Unexpected Loss
WARNING: The following blog contains topics of traumatic experiences.
The morning of Lucas’ 35th birthday, he walked into our bathroom to find a positive pregnancy test lying on the counter. We weren’t planning on having our third child quite yet, but the unexpected timing of it all felt like a gift straight from God. We had just received Teresa’s cancer diagnosis the month before and the haze of shock had silenced most aspects of joy our life had to offer at that time.
I’m sure he said many things as he acknowledged the two pink lines, but the only thing I remember him actually saying was “Mom is going to be so excited.” Teresa loved her grandkids and adding another one seemed like the exact thing our entire family needed as we learned to navigate the complexities of cancer. That particular season was filled with tests, appointments, calls, google searches, hospital stays and even more waiting; so we made the decision to keep the news between ourselves until our scheduled 10-week appointment.

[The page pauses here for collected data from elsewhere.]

PR #418, opened 2022-06-21
Allow granular usage of plugin features

roborourke:
This makes it possible to run the analytics plugin with certain features missing by virtue of not being in the distributed package.

Not ideal but seemed like the way to go if we want to avoid shipping all the code and allowing users to set a constant and get access to everything.

Related to https://github.com/humanmade/altis-accelerate/pull/11


shadyvb (approved):
Quite a big one! Couldn't trace all the changes tbh from old to new files, let me know if you expect that. 

Otherwise seems fine!

roborourke:
Yeah sorry, it's working well so far. I'll do some final checks today before merging.

PR #425, opened 2022-06-29
List table UI changes

shadyvb:
Ref humanmade/product-dev#1091


shadyvb:
I missed adding the font 🤦 , converting to draft to take care of that.

shadyvb:
Ah, I remember now that I needed to find an alternative font as SF Pro is only licensed to work on Apple products and cannot be used on the web.

src/accelerate/components/Dashboard.scss
```diff
@@ -228,44 +230,179 @@ body.index-php {
 
 .List {
 	position: relative;
-	font-size: 18px;
+	font-size: .875rem;
 	padding: 0 $sidebar-padding 40px;
+	-webkit-font-smoothing: antialiased;
+	-moz-osx-font-smoothing: grayscale;
```
roborourke, line 236: Are these necessary these days? I thought they could be detrimental to readability, at least when not using a web font. At any rate feels like something that would be handled more globally by WP itself.

src/accelerate/components/Dashboard.scss
```diff
@@ -303,13 +436,15 @@ body.index-php {
...
 		font-weight: 400;
-		border: none;
-		border-collapse: collapse;
-    	border-spacing: 0;
-		border-bottom: 1px solid #eee;
 
-		tr:nth-child(even) {
-			background: #f9f9f9;
+		border-collapse: separate;
+	    border-spacing: 0 1rem;
```
roborourke, line 441:
```suggestion
		border-spacing: 0 1rem;
```

src/accelerate/components/Dashboard.scss
```diff
@@ -328,16 +463,52 @@ body.index-php {
...
+			width: 110px;
+			padding: 0;
+			padding-right: 40px;
 
-		.table-th-links {
-			min-width: 80px;
+			img {
+				width: 105px;
+				height: 47px;
+				object-fit: cover;
```
roborourke, line 474: Thinking `object-position: center top` as well? You should should remove the width & height from here as it'll screw up the aspect ratio - they belong on the container element this object needs to fit into.

src/accelerate/components/List.tsx
```diff
@@ -1,31 +1,36 @@
...
 };
 
-export default function List( props: Props ) {
+export default function List ( props: Props ) {
 	// Filters.
-	const [ search, setSearch ] = useState<string>( '' );
-	const [ page, setPage ] = useState<number>( 1 );
-	const [ type, setType ] = useState<string|null>( null );
-	const [ user, setUser ] = useState<number|null>( null );
+	const [customFilter, setCustomFilter] = useState<string>( 'all' );
```
roborourke, line 23: Not sure what happened with the spacing here, not urgent but maybe check auto formatting settings.

src/accelerate/components/List.tsx
```diff
@@ -97,16 +131,39 @@ export default function List( props: Props ) {
...
+									className='dashicons-before dashicons-plus'
+								>
+									{ __( 'Add New', 'altis' ) }
+								</Button>
+							) }
+							renderContent={ ( { onClose } ) => (
+								<MenuGroup>
+									{/* <MenuItem onClick={ onAddNew( 'block' ) }>
+										{ __( 'Block', 'altis' ) }
+									</MenuItem> */}
```
roborourke, line 153: Why is this commented out? Might be good to expose if it helps drive the kind of activity we want to see?

src/accelerate/components/List.tsx
```diff
@@ -97,16 +131,39 @@ export default function List( props: Props ) {
...
+									<MenuItem onClick={ onAddNew( 'post' ) }>
+										{ __( 'Post', 'altis' ) }
+									</MenuItem>
```
roborourke, line 156: Not sure I follow why these are using `onClick` and not just regular `<a>` tags

src/accelerate/components/List.tsx
```diff
@@ -129,27 +186,38 @@ export default function List( props: Props ) {
 							}
 
 							return (
-								<tr key={ post.id }>
-									<td className="record-traffic">
-										<div className="traffic-bar" style={ { right: `${ 100 - ( post.views / maxViews * 100 ) }%` } }></div>{ compactMetric( post.views ) }
+								<tr key={post.id}>
+									<td className='record-thumbnail'>
+										{ post.thumbnail && (
+											<img src={ post.thumbnail } alt={ post.title } width="100" height="50" />
```
roborourke, line 192: This width & height are different to what was in the CSS but should be removed as we need to support various aspect ratios. Use a wrapper div that has a specific width & height then `object-fit` will work properly.

src/accelerate/components/List.tsx
```diff
@@ -129,27 +186,38 @@ export default function List( props: Props ) {
...
 									<td className={ `record-lift score-${ lift && lift >= 0 ? 'pos' : 'neg' }` }>
 										{ !! lift && ! isNaN( lift ) && ( lift >= 0 ? '↑' : '↓' ) }
 										{ !! lift && ! isNaN( lift ) && compactMetric( parseFloat( lift.toFixed( 1 ) ) ) }
 									</td>
-									<td className="record-author">
-										<img alt="" className="record-avatar" src={ post.author.avatar } />
-										{ post.author.name }
-									</td>
-									<td className="record-links">
-										{ post.url && ( <a href={ post.url }>{ __( 'View', 'altis' ) }</a> ) }
```
roborourke, line 151: Why remove the view link? I thought those were on the design still. If not it's ok to question what's on the designs if your instincts are telling you it makes sense to keep them.

src/accelerate/components/List.tsx
```diff
@@ -97,16 +131,39 @@ export default function List( props: Props ) {
...
+							) }
+							renderContent={ ( { onClose } ) => (
+								<MenuGroup>
+									{/* <MenuItem onClick={ onAddNew( 'block' ) }>
+										{ __( 'Block', 'altis' ) }
+									</MenuItem> */}
+									<MenuItem onClick={ onAddNew( 'post' ) }>
+										{ __( 'Post', 'altis' ) }
+									</MenuItem>
+									<MenuItem onClick={ onAddNew( 'page' ) }>
```
roborourke, line 157: Can we list all post types rather than hard coding? Not sure if there was any discussion / annotation to that effect. cc @noeltock

roborourke (changes requested):

inc/api/namespace.php
```diff
@@ -626,6 +626,14 @@ function get_top_data( $start, $end, ?Filter $filter = null ) {
 	$query = new WP_Query( $query_args );
 
 	foreach ( $query->posts as $i => $post ) {
+		$thumbnail_id = 0;
+		if ( $post->post_type === 'attachment' ) {
+			$thumbnail_id = $post->ID;
+		} else {
+			$thumbnail_id = get_post_thumbnail_id( $post ) ?: 0;
+		}
+		$thumbnail = $thumbnail_id ? wp_get_attachment_image_url( $thumbnail_id, '100x50' ) : '';
```
roborourke, line 635: Where is this image size coming from? I think we may be best off using the default `thumbnail` or `post-thumbnail` image size if it exists.

src/accelerate/components/Dashboard.scss
shadyvb: Dropping it to keep consistency with WP styles.

```suggestion
```

src/accelerate/components/Dashboard.scss
shadyvb: `object-position` is a nice addition, the width/height does not screw up the aspect ratio as the `object-fit` property handles positioning the actual image properly.
```suggestion
				object-fit: cover;
				object-position: center top;
```

src/accelerate/components/List.tsx
shadyvb: I don't think you can actually create a _reusable block_ right now ?

src/accelerate/components/List.tsx
shadyvb: Yeah, sorry about that. Will adjust my editor settings.

src/accelerate/components/List.tsx
shadyvb: Just using core components and that's how it works. Because it's not always navigating away. Happy to drop and check alternatives, it just seemed like a time saver.

src/accelerate/components/List.tsx
shadyvb: We didn't have any conversation about which types to allow, but I guess we can detect types and populate the list accordingly 👍

roborourke: Already being passed to the JS via localise script

src/accelerate/components/List.tsx
roborourke: Hmm, if it's a required prop then I guess it makes sense but it doesn't seem particularly accessible to me

src/accelerate/components/List.tsx
shadyvb: Yeah, was just using it, and it does seem you can create a reusable block via the URL.

roborourke: You can in Altis so might be because of the feature to show blocks in the admin. The arguments used when the post type is registered might need to be tweaked / filtered to allow it but `?post-new / edit.php?post_type=wp_block` should work.

src/accelerate/components/List.tsx
roborourke: The post type is `wp_block`, maybe that's why

src/accelerate/components/List.tsx
shadyvb: `object-fit` only applies to replaced elements like `` rather than their containers, and it assumes the element has an explicit width/height so the fitting would work. Tried a couple of scenarios and this was the best fit that worked as expected. Reference: https://developer.mozilla.org/en-US/docs/Web/CSS/object-fit

src/accelerate/components/List.tsx
shadyvb: They were not on the designs, and the view action can be triggered by clicking the post link, which I assume the design included, it's also what I'd expect as a user.

image

shadyvb:
Addressed feedback, merging.

PR #435, opened 2022-07-01
Add inline spark charts to content explorer

roborourke:
Starts off https://github.com/humanmade/product-dev/issues/1093

Screenshot 2022-07-01 at 16 02 26

### DIFF
--- a/inc/api/namespace.php
+++ b/inc/api/namespace.php
@@ -298,8 +298,8 @@ function get_graph_data( $start, $end, $resolution = 'day', ?Filter $filter = nu
 				'field' => 'event_timestamp',
 				'interval' => $resolution,
 				'extended_bounds' => [
-					'min' => sprintf( '%d000', $start ),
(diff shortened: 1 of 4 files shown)


joehoyle:
This is what I see, but I think it's because I have very little data-- it does raise the question though: when someone first activates / the first day, the chart looks a bit wonky:

roborourke:
Not sure why but the histogram buckets are getting an extra day - I need to re-read the docs to understand, might need to remove a half day either end of the date range or something.

roborourke:
Nah, not sure, something wrong with the scale / domain calculations

shadyvb:
@joehoyle fixed the chart issue, not entirely sure if i did it correctly, the screenshot in the original post shows bars flowing bottom to top, while the code seemed to do it the reverse way, bit confused. But it seems to work now, perhaps Rob missed pushing a commit or something, or i got something wrong.

Also added titles to bars, to show the view count and day in text when hovering, and updated the bar color to match designs.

The night before our appointment I was so nervous I didn’t sleep. I secretly believed there was a chance that I was further along than ten weeks, and I couldn’t help but think we were very likely only six months away from holding our bundle of guaranteed bliss in our arms. As the events of the day transpired, I distinctly remember thinking to myself that I wish I had gotten more sleep; the faint laughter of our nurse practitioner faded into utter silence when the room ultimately awaited the arrival of an unknown doctor. The woman performed a third ultrasound, studied the screen, and said, “There is no heartbeat.” Thousands of thoughts began to collide in my mind, as I was simultaneously grateful that we had yet to expose our family to another disappointment and overwhelmingly lonely by the reality that no one was there to catch us in this fall.
For the next 30 hours we prayed for a heartbeat. We were told our chances were slim, but we held onto hope until my body decided it could no longer wait and my pregnancy came to an end. The same exact place we shared the excitement of an unexpected life would now become the place we would grieve the unexpected loss of a life unlived.
The day was April 2, 2021 and it just so happened to be Good Friday. I spent the day lying on the floor in pain as I began the journey of what would become my last moments with this part of us. My body hurt but my heart hurt more. My emotions were everywhere but all I could do was cry. I hated Satan for stealing such a beautiful gift from the earth too soon and I pleaded with God to make it right. Then in the middle of the roller coaster, I felt God’s presence just enough to hear the words “I know how you feel, I had a child taken from me on this day too.” And while I knew there was no way to cease the pain and disappointment of it all; it was in that moment that I found the peace to endure the process this broken life on earth had handed us, and I trusted it would not be in vain.